Around 60 foreign delegates arrived in Srinagar, the troubled summer capital of Jammu and Kashmir, on Monday (May 22) morning for the third G20 Tourism Working Group meeting amid a boycott by China and a couple of other countries.

The three-day summit is the first international meeting being held in Kashmir since the abrogation of Article 370 and the bifurcation of the erstwhile state into two Union Territories — Jammu and Kashmir, and Ladakh — in August 2019.

The delegates arrived in a chartered flight at the Srinagar international airport in the morning amid tight security, said officials. They were taken to the Sher-e-Kashmir International Convention Centre (SKICC), the venue of the meeting, amid heavy deployment of security personnel along the route. Officials said the largest number of delegates are from Singapore.

What’s on agenda

On the agenda are green tourism, digitalization, skills, MSMEs, and destination management. The foreign delegates will later go to the markets of Srinagar and will be introduced to the arts and crafts of Jammu and Kashmir.

G20 Chief Coordinator Harsh Vardhan Shringla said Srinagar has gone through a massive makeover and developmental works in the past few years. The G20 Tourism Working Group meeting, he said, will be the “most significant event” held in Jammu and Kashmir.

Also Read: Security up Jammu-Srinagar national highway ahead of G20 meet

China’s objection

China has opposed the G20 meeting in Kashmir, calling it a disputed territory, while Saudi Arabia has not registered for the event.

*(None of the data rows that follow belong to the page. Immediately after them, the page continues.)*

PR #1156, opened 2024-05-20
Prevent Pokemon Info screen from being covered up

knispeja:
Prevents the yes/no confirm menu from getting in the way when the Pokemon Info screen is open when catching a new Pokemon with a full party. Maybe subjective whether or not this is improved but I think it's nicer this way since you can actually read the ability and nature completely.

Before:

https://github.com/pagefaultgames/pokerogue/assets/9343160/97e62850-970f-4a99-8a40-c73ce9439bbf

After:

https://github.com/pagefaultgames/pokerogue/assets/9343160/3ae328a4-5286-4afd-ae1b-0fab0e99e1fc

### DIFF
--- a/src/phases.ts
+++ b/src/phases.ts
@@ -4322,6 +4322,7 @@ export class AttemptCapturePhase extends PokemonPhase {
         if (this.scene.getParty().length === 6) {
           const promptRelease = () => {
             this.scene.ui.showText(`Your party is full.\nRelease a Pokémon to make room for ${pokemon.name}?`, null, () => {
+              this.scene.pokemonInfoContainer.makeRoomForConfirmUi();
               this.scene.ui.setMode(Mode.CONFIRM, () => {
                 this.scene.ui.setMode(Mode.PARTY, PartyUiMode.RELEASE, this.fieldIndex, (slotIndex: integer, _option: PartyOption) => {
                   this.scene.ui.setMode(Mode.MESSAGE).then(() => {
--- a/src/ui/confirm-ui-handler.ts
+++ b/src/ui/confirm-ui-handler.ts
@@ -5,6 +5,9 @@ import i18next from "i18next";
 import {Button} from "../enums/buttons";
 
 export default class ConfirmUiHandler extends AbstractOptionSelectUiHandler {
+
+  public static readonly windowWidth: integer = 48;
+
   private switchCheck: boolean;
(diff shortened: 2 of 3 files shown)


bennybroseph:
Thinking on it, this is actually a good solution. With the window slid to the left you can now also see money/floor/etc. I'd like to see it either occur faster or have the "Yes" "No" prompt tween alpha to make it less jarring. The later is definitely outside the scope of this PR though.

Also, was this tested on different resolutions/mobile?

karl-police:
Animation faster, definitely. Like very fast. It's like u ask me a question and I have to respond with "Yes" or "No", and the response needs to be served NOW, type of thing.

TempsRay:
Whoa sliding the whole window to the left, pretty cool. I know that can help alleviate issues I've heard users complain about such as the HP and defense IVs being covered up by other UI components

knispeja:
> Also, was this tested on different resolutions/mobile?

I did try several window sizes (up to 4k) on desktop and did the same in Chrome's Device Mode thing to emulate mobile -- it seems like this game always renders at the same aspect ratio though so I'm not too worried

> I'd like to see it either occur faster or have the "Yes" "No" prompt tween alpha to make it fit in more.

Good idea, I sped it up quite a bit and experimented with different ease functions. Looking for feedback on which one people like better (or something else, maybe, from [Phaser's easing functions](https://phaser.io/docs/2.6.2/Phaser.Easing.html)):

`Cubic.easeInOut` - this is what was already being used, I just sped it up a lot
https://github.com/pagefaultgames/pokerogue/assets/9343160/91830e37-7376-4dd1-bb36-8bb8d903269c

`Back.easeOut` - a little weird, but this one gives the feeling that the confirm menu "knocks" the Pokemon info screen out of the way, I kind of like it
https://github.com/pagefaultgames/pokerogue/assets/9343160/d666e9a5-642d-4a14-90de-5b46504d849c

bennybroseph:
I think we should go with the sped up `Cubic.easeInOut` . The other one is cool, but none of our other animations match this. Maybe something to consider, but not for this PR

knispeja:
> I think we should go with the sped up `Cubic.easeInOut`

Done! It's currently using that cubic example from my previous comment.

bennybroseph:
man, i love little polish things like this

Turkey has decided to stay away.

“China firmly opposes holding G20 meetings in any form in disputed areas and will not attend such meetings,” its foreign ministry spokesperson Wang Wenbin said on Friday.

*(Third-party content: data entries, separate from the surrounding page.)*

Issue #1169, opened 2024-05-20
Berries do not proc at the appropriate time.


alchemis:
Currently, all berries proc their effects at the end of the turn, after damage calculation, but this is not the way they work in the mainline games.
The way it should work is that they should proc immediately when their condition is met, status for Lum, super-effective move for enigma, hp threshold for the rest.
Specifically this means that if you have a Lum berry, you cannot suffer the effects of an status, not even once, because the Lum should proc immediately when it is inflicted.
It would also mean that you can heal *during* a multi-hit move, which would nerf them somewhat, but I think the tradeoff is fine.

DayKev:
This is currently intended behavior, though it is being discussed right now.

PR #1176, opened 2024-05-20
made enigma berries and lum berries able to proc more than once per turn

alchemis:
fixes issue #1169
I think this issue is actually a bit up to interpretation, because in mainline pokemon games you cannot have more than 1 berry at once. 
Normally, if you are below 50% hp for example and obtain a Sitrus berry, you will heal immediately.
However I'm not sure if Sitrus berries and stat raising berries proccing multiple times per turn is desirable, so I have added the requirement to them that they can only be procced during the TurnEndPhase.
However, I made Enigma and Lum berries able to proc multiple times per turn, this is currently checked for both the user and the opponent after using a move or being targeted by a move.
Note: This means that (as in cart) if you select a move and are afflicted by an status that would prevent you from using that move, but have a Lum berry, it will clear the status immediately and you will be able to use the move.
There might be edge cases.

### DIFF
--- a/src/data/berry.ts
+++ b/src/data/berry.ts
@@ -1,4 +1,4 @@
-import { PokemonHealPhase, StatChangePhase } from "../phases";
+import { PokemonHealPhase, StatChangePhase, TurnEndPhase } from "../phases";
 import { getPokemonMessage } from "../messages";
 import Pokemon, { HitResult } from "../field/pokemon";
 import { getBattleStatName } from "./battle-stat";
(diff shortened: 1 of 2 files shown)


bennybroseph:
I feel like berries are strong enough on their own, no? We probably need to take a closer look at what we want players to get out of berries before going and buffing them. Also, the change to berries triggering only at the end of the turn was a consideration for the player so that high level pokemon or bosses do not consume 10 berries to heal to full multiple times or fully buff themselves in the middle of the turn.

bennybroseph:
I feel like the lum berry changes attacks a symptom of the problem but not the root. Sure, you'd never get put to sleep/paralyzed/frozen/etc. but what is the point of those tokens then? In endless, you have infinite berries. This would make the tokens non-existent. Maybe that's okay because we shouldn't have them, but I feel like that warrants a larger discussion than is appropriate on a Pull Request

alchemis:
I think that the tokens existing is fine, they encourage the player to build to sustain on berries, specially if they appear early. The problem is that currently they behave as status + flinch tokens, with the current implementation of Lum berries.
This change also affects things like moves that have a chance to inflict a status effect, in a way that I think makes it more intuitive.
In retrospective I should've marked this PR as draft, I apologize.

Tempo-anon:
Closing this due to inactivity and merge conflicts. Also there has been changes to endless and will eventually also be reworked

India countered the objection, saying it was free to hold meetings within its own territory. It said peace and tranquility on its border was essential for normal ties with China.

Security beefed up

The National Security Guard (NSG), Marine Commandos, as well as the Jammu and Kashmir Police’s Special Operation Group (SOG), have been deployed in the city for the meeting.

While G20 logos have been painted on walls and hoardings have been erected to welcome the delegates, Boulevard Road around the SKICC has been made a no-go zone for the three days.

Scanners and sniffer dogs have been pressed into action, while vehicles passing through the city are being randomly checked. Jammu and Kashmir Police has roped in the Army to cover the higher reaches of the Zabarwan Range overlooking the meeting venue and accommodation facilities for the guests.

The NSG’s anti-drone units have been activated. Thousands of soldiers and paramilitary forces are also part of the security grid. Thirty companies of the CRPF, which had been taken out of Jammu and Kashmir for election duty, have been recalled.

According to officials, there is no restriction on the movement of people or public transport in the city or elsewhere.

Also Read: G20 meeting: Home Secy, IB chief visit Kashmir, review security

The success of the tourism working group meeting will result in an increase in the influx of tourists and investments in Jammu and Kashmir, Lt Governor Manoj Sinha said on Saturday.

Shringla said India has hosted 118 meetings since taking over G20.